*Task*:
All lines from the entries below that contain the string "return" should be copied out.

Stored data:
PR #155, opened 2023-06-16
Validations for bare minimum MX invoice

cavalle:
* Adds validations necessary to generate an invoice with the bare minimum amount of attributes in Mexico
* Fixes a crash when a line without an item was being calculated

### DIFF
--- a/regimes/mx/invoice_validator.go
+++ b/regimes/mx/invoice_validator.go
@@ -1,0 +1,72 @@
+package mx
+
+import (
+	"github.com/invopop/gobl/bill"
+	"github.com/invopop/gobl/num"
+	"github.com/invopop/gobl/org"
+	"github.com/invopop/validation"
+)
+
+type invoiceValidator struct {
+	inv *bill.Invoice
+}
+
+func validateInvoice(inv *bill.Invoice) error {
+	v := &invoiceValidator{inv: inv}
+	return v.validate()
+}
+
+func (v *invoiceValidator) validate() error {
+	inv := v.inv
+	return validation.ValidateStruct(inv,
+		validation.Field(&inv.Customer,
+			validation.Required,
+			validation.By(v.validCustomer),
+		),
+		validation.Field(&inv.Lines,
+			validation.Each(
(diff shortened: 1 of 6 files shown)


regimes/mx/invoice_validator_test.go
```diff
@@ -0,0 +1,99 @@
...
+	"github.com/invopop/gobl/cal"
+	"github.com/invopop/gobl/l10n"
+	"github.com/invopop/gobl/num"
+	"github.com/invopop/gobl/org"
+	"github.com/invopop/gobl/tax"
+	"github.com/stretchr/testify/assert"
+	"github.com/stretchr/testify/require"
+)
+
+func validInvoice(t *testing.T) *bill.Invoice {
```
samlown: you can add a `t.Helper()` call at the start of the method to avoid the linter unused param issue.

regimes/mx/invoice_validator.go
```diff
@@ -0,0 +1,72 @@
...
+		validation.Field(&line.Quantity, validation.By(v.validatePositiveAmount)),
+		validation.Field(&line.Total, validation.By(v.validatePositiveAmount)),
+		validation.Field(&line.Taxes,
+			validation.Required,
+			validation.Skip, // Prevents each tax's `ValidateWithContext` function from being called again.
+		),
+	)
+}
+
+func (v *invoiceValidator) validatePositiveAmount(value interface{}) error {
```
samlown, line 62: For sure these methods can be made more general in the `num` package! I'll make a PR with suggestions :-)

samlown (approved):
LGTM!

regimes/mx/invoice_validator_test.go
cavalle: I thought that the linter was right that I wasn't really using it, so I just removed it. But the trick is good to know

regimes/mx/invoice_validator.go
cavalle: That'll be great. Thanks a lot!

---

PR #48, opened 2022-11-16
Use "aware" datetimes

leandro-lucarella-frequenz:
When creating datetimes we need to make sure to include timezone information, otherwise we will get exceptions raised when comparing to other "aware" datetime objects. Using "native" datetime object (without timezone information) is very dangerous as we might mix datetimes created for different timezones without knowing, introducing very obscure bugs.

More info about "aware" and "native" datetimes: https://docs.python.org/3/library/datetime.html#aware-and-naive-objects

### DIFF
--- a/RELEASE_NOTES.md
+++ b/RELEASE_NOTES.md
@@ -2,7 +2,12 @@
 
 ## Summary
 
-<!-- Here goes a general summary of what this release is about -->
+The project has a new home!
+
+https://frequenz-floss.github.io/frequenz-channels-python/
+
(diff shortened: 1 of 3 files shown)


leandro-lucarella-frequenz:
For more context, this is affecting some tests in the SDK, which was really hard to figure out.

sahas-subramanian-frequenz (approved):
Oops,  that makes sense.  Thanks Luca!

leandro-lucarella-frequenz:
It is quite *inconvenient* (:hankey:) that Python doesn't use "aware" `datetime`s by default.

*Solved exercise*:
+	return v.validate()
+	return validation.ValidateStruct(inv,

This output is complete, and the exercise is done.